# Exercise brief
The reply must consist of one number: how many lines of the data include the word "Debug".

Segment Start: Dataset records

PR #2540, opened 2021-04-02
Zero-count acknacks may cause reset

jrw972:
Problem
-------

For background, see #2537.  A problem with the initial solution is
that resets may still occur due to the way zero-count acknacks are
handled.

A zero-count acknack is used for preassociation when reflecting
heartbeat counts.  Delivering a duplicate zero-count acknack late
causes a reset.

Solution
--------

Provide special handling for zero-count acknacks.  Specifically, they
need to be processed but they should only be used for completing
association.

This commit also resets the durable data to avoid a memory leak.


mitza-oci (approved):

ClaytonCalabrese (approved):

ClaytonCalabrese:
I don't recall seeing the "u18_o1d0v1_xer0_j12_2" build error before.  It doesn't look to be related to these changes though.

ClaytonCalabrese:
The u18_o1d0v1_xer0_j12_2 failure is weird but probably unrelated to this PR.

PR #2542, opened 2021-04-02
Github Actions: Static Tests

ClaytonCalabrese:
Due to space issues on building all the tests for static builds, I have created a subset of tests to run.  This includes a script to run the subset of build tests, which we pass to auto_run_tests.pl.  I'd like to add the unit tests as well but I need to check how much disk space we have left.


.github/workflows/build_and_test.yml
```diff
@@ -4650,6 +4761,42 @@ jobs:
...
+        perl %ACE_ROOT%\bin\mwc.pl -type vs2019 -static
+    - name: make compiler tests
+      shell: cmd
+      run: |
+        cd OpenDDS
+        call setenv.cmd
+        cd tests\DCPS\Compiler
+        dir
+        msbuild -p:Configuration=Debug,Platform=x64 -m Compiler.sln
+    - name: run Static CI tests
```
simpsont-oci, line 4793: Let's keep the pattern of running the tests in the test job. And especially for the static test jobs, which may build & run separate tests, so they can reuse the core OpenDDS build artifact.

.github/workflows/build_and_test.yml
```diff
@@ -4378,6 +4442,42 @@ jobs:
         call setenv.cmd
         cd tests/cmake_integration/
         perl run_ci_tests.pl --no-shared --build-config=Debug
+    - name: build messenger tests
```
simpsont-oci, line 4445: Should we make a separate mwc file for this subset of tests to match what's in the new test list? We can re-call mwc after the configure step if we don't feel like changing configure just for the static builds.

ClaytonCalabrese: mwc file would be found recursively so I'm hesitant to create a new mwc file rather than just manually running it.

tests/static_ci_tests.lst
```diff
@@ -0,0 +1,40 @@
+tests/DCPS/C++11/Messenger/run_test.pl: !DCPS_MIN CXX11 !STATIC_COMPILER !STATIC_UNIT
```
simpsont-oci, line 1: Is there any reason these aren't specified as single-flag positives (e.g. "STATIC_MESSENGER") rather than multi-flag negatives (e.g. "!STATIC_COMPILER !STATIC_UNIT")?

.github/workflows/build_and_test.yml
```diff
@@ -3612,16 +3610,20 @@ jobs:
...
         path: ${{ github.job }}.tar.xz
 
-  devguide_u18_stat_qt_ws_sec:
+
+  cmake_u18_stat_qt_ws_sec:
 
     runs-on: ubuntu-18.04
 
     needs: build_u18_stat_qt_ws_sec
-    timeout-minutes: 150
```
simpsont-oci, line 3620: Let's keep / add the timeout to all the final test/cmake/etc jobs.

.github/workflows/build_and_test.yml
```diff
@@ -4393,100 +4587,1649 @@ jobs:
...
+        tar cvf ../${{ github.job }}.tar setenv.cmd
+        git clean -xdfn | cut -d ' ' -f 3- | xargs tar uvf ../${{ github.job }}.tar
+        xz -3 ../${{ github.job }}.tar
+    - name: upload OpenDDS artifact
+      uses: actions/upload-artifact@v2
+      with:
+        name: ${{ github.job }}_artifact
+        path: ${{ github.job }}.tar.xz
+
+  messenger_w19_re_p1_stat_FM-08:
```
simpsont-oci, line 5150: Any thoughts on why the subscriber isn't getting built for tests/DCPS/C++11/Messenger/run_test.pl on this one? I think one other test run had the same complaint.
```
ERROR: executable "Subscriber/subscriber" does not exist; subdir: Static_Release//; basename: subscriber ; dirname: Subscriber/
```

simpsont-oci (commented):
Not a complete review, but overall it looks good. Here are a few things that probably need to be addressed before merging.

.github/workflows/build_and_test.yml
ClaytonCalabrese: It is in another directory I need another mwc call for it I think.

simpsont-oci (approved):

Segment End: Dataset records
Segment Start: Dataset records

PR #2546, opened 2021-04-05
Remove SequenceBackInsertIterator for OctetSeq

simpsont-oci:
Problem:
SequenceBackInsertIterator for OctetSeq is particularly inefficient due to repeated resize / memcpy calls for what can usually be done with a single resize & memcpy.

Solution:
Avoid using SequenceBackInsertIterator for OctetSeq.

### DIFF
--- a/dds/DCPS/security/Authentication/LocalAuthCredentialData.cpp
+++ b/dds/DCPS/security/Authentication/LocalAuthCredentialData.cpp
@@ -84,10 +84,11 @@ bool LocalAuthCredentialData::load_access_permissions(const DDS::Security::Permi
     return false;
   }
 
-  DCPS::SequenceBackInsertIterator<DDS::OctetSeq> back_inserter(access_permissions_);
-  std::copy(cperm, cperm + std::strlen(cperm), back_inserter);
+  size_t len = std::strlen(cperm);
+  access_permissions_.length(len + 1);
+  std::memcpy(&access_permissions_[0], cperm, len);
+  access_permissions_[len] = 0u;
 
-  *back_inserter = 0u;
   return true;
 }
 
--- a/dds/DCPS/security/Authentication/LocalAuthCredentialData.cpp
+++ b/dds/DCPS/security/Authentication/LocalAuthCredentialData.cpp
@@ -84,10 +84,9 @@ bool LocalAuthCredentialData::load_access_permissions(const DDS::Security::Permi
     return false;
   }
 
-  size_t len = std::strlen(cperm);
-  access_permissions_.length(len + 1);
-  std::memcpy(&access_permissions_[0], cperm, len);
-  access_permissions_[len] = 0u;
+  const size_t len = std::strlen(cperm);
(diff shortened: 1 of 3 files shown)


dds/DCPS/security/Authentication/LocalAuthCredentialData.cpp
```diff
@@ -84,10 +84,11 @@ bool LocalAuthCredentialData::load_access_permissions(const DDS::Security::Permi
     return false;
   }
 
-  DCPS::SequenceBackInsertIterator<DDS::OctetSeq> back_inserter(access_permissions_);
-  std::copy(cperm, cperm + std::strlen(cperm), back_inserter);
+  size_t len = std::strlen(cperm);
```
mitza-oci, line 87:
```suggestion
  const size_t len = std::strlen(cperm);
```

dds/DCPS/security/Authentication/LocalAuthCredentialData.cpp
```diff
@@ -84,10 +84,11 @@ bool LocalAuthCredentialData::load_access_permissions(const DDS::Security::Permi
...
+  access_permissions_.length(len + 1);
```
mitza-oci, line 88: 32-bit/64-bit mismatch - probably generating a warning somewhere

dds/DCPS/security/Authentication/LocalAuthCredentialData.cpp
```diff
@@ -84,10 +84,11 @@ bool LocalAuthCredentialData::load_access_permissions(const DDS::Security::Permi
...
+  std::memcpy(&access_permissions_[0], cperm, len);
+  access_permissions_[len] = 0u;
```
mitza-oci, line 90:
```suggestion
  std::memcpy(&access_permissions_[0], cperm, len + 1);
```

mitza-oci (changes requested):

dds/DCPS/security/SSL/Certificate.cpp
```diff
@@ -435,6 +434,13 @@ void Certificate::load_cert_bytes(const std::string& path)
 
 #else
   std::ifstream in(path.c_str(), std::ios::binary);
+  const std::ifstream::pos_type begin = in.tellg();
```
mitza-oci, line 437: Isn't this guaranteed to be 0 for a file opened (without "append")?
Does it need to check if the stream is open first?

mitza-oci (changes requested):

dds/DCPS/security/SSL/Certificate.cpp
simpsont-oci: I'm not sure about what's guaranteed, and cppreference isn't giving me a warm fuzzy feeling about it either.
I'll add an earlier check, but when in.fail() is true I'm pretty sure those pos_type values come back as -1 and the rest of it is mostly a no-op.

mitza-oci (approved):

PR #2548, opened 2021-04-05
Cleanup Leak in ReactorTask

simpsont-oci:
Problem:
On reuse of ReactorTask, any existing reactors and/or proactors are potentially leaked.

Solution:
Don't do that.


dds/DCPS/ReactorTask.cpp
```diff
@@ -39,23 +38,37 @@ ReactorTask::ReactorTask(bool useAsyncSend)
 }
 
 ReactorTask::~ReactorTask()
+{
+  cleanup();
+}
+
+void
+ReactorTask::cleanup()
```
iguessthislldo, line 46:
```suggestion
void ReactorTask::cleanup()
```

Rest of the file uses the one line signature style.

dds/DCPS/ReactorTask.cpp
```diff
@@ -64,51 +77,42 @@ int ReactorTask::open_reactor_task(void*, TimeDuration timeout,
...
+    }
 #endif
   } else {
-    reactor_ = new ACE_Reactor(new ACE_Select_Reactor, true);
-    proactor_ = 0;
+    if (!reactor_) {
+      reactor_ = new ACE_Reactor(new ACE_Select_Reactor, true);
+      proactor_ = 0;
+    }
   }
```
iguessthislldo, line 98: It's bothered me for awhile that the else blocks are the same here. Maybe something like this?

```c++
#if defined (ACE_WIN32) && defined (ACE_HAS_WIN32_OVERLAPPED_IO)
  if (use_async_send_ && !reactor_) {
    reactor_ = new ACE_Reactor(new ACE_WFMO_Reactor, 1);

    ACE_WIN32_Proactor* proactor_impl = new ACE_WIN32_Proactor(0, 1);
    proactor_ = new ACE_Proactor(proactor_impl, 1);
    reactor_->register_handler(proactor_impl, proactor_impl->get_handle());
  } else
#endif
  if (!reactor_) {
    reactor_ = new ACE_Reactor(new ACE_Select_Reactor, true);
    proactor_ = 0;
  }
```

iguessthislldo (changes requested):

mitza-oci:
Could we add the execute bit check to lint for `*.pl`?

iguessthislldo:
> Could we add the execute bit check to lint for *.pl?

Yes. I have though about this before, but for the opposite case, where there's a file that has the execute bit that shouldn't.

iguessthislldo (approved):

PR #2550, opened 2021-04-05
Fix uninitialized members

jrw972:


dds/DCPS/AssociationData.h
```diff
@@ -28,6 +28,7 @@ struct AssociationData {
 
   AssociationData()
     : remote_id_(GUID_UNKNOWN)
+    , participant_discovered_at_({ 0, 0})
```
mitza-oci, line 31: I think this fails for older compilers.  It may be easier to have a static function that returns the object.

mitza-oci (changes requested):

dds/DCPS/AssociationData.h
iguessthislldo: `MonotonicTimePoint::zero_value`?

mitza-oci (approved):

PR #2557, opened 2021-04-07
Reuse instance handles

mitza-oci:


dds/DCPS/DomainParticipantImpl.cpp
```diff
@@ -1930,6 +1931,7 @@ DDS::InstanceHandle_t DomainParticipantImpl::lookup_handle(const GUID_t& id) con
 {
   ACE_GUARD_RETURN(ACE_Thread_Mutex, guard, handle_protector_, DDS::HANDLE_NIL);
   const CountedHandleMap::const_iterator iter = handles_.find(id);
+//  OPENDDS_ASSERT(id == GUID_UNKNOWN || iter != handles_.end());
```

Segment End: Dataset records
Segment Start: Dataset records

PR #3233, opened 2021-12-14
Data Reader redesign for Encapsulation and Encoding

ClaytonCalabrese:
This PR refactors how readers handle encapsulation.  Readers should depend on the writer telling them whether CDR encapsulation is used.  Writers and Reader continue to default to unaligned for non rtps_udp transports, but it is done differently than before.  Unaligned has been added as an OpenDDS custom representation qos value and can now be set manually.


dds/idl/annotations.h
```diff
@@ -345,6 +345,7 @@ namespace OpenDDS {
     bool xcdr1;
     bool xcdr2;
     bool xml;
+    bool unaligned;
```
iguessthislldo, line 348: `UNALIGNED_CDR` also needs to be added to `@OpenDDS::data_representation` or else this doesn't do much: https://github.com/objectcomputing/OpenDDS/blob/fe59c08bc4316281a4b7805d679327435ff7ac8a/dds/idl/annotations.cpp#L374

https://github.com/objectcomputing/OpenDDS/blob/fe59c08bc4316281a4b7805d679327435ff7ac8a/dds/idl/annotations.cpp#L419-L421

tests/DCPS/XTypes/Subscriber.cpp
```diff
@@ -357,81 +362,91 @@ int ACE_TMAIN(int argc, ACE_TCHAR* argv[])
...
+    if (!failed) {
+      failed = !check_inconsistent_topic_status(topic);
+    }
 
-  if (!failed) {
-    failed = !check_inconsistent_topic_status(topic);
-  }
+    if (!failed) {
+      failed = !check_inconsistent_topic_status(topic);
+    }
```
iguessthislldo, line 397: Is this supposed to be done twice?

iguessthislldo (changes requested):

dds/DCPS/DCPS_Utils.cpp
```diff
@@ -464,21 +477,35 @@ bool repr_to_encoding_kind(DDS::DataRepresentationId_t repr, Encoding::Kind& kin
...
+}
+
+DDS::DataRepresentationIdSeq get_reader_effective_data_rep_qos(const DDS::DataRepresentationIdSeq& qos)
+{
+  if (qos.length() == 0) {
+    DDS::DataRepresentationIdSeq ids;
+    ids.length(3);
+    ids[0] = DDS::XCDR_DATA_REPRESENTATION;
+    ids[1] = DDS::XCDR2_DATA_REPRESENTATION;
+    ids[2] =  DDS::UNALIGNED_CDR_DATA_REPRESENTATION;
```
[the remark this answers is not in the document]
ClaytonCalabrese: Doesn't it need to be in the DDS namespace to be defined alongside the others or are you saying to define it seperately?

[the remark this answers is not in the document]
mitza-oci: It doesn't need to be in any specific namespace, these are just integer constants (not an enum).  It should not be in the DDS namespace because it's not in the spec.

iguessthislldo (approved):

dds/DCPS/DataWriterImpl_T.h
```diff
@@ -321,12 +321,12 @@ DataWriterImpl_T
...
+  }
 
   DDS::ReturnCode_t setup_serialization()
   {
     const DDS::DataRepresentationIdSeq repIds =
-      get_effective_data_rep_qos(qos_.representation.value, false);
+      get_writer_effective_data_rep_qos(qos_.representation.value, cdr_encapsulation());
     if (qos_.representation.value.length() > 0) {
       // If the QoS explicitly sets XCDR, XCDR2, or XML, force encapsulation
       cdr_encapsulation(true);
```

Segment End: Dataset records

# Written solution
2